* _WHAT NEEDS TO BE DONE_
In the entries below, find each line bearing the string "applies" and copy it.

═════ EXTRACTED MATERIAL

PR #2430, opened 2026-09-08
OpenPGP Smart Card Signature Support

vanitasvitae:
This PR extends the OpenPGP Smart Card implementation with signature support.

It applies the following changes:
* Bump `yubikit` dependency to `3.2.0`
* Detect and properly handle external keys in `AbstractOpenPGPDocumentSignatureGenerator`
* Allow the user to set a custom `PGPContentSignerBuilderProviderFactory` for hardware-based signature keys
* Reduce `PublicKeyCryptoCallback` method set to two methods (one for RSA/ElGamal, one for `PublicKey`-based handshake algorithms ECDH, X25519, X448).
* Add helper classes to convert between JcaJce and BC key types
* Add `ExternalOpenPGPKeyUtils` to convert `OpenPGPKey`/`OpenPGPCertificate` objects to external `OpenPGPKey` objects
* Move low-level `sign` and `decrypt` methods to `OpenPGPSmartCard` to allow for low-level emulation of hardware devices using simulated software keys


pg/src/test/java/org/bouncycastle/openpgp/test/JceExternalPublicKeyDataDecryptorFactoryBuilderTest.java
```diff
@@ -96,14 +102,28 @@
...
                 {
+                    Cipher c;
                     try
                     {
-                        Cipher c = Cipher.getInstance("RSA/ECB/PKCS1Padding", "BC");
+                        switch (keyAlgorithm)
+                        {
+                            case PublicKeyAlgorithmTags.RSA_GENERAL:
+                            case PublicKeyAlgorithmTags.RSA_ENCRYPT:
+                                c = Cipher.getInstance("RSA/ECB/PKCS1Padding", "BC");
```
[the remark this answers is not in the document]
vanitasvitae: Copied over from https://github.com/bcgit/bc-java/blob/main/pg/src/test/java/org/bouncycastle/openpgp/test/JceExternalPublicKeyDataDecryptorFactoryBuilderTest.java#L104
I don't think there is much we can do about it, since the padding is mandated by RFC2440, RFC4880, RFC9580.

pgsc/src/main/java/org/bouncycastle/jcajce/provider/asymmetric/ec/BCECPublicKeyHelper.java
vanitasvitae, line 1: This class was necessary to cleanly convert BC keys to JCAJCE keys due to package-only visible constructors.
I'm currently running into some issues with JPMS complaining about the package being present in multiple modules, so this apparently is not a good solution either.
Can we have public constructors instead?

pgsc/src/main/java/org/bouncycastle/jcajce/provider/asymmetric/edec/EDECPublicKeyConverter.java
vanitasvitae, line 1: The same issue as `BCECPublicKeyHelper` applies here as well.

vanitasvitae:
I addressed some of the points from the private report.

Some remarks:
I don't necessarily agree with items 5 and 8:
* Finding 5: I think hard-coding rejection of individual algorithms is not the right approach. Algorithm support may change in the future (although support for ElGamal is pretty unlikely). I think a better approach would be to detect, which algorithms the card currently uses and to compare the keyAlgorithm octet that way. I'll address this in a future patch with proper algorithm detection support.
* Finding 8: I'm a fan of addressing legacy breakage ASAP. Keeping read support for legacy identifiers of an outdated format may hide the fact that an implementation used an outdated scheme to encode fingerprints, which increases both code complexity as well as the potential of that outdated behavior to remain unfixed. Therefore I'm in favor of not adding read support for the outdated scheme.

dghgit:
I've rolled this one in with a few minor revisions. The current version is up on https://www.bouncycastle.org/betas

══════════
═════ EXTRACTED MATERIAL

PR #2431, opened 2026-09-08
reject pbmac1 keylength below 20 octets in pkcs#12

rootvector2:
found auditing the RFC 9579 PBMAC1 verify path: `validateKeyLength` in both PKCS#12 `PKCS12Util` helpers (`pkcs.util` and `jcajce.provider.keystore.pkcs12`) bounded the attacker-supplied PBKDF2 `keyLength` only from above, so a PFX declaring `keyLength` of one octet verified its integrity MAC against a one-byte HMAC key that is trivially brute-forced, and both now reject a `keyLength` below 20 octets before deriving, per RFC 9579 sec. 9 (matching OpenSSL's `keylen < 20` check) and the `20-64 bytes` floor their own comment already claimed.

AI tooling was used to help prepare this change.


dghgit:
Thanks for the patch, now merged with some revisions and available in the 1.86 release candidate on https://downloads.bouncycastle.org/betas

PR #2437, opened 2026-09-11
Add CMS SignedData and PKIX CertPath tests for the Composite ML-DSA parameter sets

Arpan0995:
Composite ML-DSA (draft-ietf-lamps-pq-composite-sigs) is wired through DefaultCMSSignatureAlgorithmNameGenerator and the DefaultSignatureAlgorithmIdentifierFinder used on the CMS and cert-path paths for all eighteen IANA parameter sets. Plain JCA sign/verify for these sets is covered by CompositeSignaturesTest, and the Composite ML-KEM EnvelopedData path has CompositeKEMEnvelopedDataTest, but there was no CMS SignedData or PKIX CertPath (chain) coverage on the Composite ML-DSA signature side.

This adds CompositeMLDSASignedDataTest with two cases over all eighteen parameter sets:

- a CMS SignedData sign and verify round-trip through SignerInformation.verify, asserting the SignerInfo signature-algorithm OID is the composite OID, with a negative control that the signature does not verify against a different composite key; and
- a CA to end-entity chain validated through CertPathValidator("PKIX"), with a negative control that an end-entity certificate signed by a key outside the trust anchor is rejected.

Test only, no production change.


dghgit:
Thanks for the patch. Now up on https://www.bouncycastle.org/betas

══════════
═════ EXTRACTED MATERIAL

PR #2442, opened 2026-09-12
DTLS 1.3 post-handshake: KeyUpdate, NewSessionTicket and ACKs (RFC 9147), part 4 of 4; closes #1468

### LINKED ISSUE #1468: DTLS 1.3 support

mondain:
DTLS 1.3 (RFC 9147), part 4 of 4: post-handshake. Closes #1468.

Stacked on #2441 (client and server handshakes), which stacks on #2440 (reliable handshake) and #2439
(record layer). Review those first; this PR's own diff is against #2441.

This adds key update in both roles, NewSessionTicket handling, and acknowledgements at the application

══════════

* _WRITTEN RESPONSE_
It applies the following changes:
vanitasvitae, line 1: The same issue as `BCECPublicKeyHelper` applies here as well.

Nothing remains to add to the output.